Valor econômico, v.21, n.5003, 19/05/2020. Brasil, p. A3

 

Brasil terá desempenho pior que 82% de 190 países

Arícia Martins

19/05/2020

 

 

Mesmo com queda forte do Produto Interno Bruto (PIB) em boa parte do mundo devido à crise da covid-19, o desempenho da economia brasileira no biênio de 2020 e 2021 deve ser pior que o da maioria dos países. É o que mostra levantamento do Instituto Brasileiro de Economia da Fundação Getulio Vargas (Ibre/FGV), com base em projeções do Fundo Monetário Internacional (FMI).

Considerando a estimativa mais recente do FMI de que o PIB brasileiro vai recuar 5,3% neste ano e crescer 2,9% no próximo, a retração média em cada ano seria de 1,3%. Se as expectativas do Fundo para 190 países forem confirmadas, 82% da amostra terá média de crescimento maior que a brasileira nestes dois anos. Caso as expectativas de mercado contidas no boletim Focus para o Brasil sejam comparadas às projeções do FMI para o restante das nações, o Brasil fica atrás de 77% dessas economias.

Pela mediana de projeções coletadas pelo Banco Central, que consulta aproximadamente 130 instituições, o tombo da economia deve ser de 5,1% este ano, com expansão de 3,2% no ano seguinte, o que resultaria em recuo médio anual de 1%. "As expectativas do consenso de mercado do último Focus e do FMI agora estão alinhadas", observa Marcel Balassiano, pesquisador do Ibre e autor da análise.

Na crise financeira de 2008 e 2009, o PIB do Brasil ficou praticamente estagnado em 2009, com redução de 0,1%, e deu um salto de 7,5% em 2010, destaca Balassiano, encerrando o biênio com alta média anual de 3,6%. Na época, a parcela de países que mostraram taxa de crescimento superior à brasileira foi bem menor, de 35%.

Agora, o quadro é inverso.

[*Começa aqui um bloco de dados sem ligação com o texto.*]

PR #696, opened 2023-02-15
fix: Fix the error code for a usage of property before init

togami2864:
**Description:**

**BREAKING CHANGE:**


kdy1 (approved):
Thank you!

PR #697, opened 2023-02-15
Fix: wrong assignment with compatting interface to function

sunrabbit123:
**Description:**

Fix next 
```ts
interface T {
    f(x: number): void;
}
var t: T;
t = () => 1;
t = function (x: number) { return ''; }
```


kdy1 (approved):
Thank you!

Segundo os prognósticos do FMI, o PIB mundial vai crescer, na média, 1,3% neste ano e no próximo, enquanto o conjunto de economias emergentes deve avançar 2,7%, impulsionado pela expressiva recuperação esperada para China e Índia. O Brasil estaria mais alinhado ao desempenho previsto para o grupo de economias avançadas e o G-7, ambos com queda estimada de 1% pelo Fundo para 2020 e 2021.

Para o pesquisador, a crise de saúde atingiu o Brasil num momento em que a atividade já vinha em ritmo de reação decepcionante. Este seria um dos fatores que explicam por que o país deve mostrar redução mais significativa do PIB este ano e retomada mais frágil em relação a outros lugares. Mesmo se o país crescesse cerca de 2% este ano - conforme o mercado estimava antes da pandemia -, o período de 2011 a 2020 se encerraria com avanço anual médio de 0,8%, ressalta Balassiano.

"Já seria a pior década dos últimos 120 anos. Vínhamos em um ritmo ruim de crescimento e esta crise só ressaltou isso", disse, acrescentando que, de 1981 a 1990, período conhecido como "década perdida", o PIB subiu 1,6% ao ano. Colocando na conta a retração prevista pelo Ibre para 2020, de 5,4%, o crescimento médio desde 2011 será de somente 0,1% ao ano, destaca o economista. "Teremos uma estagnação na década."

Todos os países lidam com um nível de incerteza sem precedentes na economia devido ao novo coronavírus, uma vez que a reação da atividade depende de quanto tempo vão durar as medidas de isolamento social, diz Balassiano. Por aqui, no entanto, a situação é agravada pela crise política, outra razão que ajuda a explicar o comportamento mais fraco da economia brasileira em 2020 e 2021.

No intervalo de um mês, a mediana de estimativas do Focus para a queda do PIB brasileiro este ano passou de 3% a 5,1%, nota Balassiano. "Nesse período, a crise do coronavírus nem aumentou nem diminuiu, o processo apenas continuou. O que se acentuou bastante no último mês foi a crise política", menciona o pesquisador, citando a saída de Sergio Moro do Ministério da Justiça e o aumento de rumores sobre a possibilidade de o ministro da Economia, Paulo Guedes, também deixar o governo.

"Essa crise na política se soma à crise de saúde e piora a crise econômica", avalia Balassiano, para quem é muito difícil que a economia mostre uma retomada rápida, em formato de "V". "Mesmo que as medidas de quarentena forem flexibilizadas, não sabemos se virá retomada do consumo e dos serviços. Há muita incerteza."